Extracted data entries:
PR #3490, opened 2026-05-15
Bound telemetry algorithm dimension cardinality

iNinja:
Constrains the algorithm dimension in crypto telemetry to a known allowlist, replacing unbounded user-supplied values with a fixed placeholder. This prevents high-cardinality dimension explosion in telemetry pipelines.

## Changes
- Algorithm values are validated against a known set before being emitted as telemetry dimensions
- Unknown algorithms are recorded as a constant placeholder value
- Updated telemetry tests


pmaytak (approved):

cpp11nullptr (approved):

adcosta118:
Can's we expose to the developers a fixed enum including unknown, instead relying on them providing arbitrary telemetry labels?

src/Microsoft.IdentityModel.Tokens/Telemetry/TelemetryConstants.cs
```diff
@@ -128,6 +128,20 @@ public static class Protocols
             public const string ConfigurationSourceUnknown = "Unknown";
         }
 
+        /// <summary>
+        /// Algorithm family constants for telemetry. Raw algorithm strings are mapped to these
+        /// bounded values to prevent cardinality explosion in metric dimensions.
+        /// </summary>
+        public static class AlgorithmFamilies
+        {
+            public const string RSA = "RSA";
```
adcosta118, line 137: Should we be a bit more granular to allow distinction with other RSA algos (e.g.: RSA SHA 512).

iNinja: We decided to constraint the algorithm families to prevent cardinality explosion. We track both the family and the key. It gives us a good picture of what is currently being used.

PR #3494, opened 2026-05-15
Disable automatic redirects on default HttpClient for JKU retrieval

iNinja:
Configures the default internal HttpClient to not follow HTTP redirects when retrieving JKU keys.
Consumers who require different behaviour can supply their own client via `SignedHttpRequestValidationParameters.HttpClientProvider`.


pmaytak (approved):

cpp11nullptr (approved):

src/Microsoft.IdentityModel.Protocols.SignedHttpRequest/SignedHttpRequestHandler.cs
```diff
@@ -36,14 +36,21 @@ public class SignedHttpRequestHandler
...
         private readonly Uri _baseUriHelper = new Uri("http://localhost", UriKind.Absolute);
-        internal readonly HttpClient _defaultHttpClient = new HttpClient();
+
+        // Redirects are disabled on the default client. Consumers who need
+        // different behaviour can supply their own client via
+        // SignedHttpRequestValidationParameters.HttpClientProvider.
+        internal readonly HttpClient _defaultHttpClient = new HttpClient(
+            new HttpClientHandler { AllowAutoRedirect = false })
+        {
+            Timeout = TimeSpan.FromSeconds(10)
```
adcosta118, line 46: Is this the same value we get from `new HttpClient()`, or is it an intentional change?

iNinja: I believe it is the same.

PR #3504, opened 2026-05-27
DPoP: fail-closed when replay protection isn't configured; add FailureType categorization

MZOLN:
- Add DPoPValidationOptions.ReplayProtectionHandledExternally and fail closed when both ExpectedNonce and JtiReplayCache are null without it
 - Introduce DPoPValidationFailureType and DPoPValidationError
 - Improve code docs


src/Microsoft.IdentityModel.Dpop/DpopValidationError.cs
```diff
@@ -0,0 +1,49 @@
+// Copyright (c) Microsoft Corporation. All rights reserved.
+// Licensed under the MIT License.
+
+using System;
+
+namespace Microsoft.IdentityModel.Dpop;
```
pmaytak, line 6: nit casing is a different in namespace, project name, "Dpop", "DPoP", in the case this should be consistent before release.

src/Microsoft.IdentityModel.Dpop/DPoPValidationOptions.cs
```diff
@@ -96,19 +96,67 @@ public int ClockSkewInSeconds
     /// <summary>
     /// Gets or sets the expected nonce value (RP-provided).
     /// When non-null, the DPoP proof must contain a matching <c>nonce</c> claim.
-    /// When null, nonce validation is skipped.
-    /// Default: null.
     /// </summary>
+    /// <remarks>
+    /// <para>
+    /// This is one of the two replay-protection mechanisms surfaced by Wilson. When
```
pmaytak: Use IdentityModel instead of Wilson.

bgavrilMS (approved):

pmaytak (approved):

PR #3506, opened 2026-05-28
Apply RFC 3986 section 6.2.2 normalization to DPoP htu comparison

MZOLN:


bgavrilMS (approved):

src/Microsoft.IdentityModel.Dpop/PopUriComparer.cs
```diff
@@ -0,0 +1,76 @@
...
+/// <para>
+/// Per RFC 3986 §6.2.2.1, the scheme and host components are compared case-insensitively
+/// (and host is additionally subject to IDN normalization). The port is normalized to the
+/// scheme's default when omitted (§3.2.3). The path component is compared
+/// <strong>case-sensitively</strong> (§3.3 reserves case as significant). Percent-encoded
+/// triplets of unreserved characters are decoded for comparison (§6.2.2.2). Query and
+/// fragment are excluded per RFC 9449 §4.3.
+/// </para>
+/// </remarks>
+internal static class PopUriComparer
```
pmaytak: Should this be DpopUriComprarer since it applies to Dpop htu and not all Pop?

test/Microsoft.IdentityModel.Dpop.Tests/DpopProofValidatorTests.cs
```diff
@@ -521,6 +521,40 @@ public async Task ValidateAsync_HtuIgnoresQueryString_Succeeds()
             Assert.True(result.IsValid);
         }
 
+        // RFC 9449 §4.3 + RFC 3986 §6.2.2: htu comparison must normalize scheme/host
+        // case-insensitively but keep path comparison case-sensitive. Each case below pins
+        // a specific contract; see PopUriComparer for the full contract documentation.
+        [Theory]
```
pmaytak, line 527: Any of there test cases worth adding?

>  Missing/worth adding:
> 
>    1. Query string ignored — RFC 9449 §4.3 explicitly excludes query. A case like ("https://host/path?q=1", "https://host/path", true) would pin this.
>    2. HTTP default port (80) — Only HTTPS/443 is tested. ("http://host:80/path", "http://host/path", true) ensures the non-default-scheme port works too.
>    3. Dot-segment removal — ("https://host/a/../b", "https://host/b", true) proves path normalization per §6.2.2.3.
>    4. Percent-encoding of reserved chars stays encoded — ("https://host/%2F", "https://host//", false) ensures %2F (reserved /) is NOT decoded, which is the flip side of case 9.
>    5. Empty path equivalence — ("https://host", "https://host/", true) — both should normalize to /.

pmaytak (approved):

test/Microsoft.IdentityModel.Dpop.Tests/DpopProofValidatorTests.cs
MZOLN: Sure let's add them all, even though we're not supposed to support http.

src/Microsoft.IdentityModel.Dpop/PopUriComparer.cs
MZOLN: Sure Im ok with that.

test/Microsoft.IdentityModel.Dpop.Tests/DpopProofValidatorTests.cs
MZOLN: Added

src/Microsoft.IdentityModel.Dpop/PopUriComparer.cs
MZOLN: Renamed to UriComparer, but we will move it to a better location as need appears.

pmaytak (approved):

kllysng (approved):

» Problem statement
If the string "worth" appears in a line of the data above, that line counts. State how many such lines there are and nothing more.

» Exercise solution
2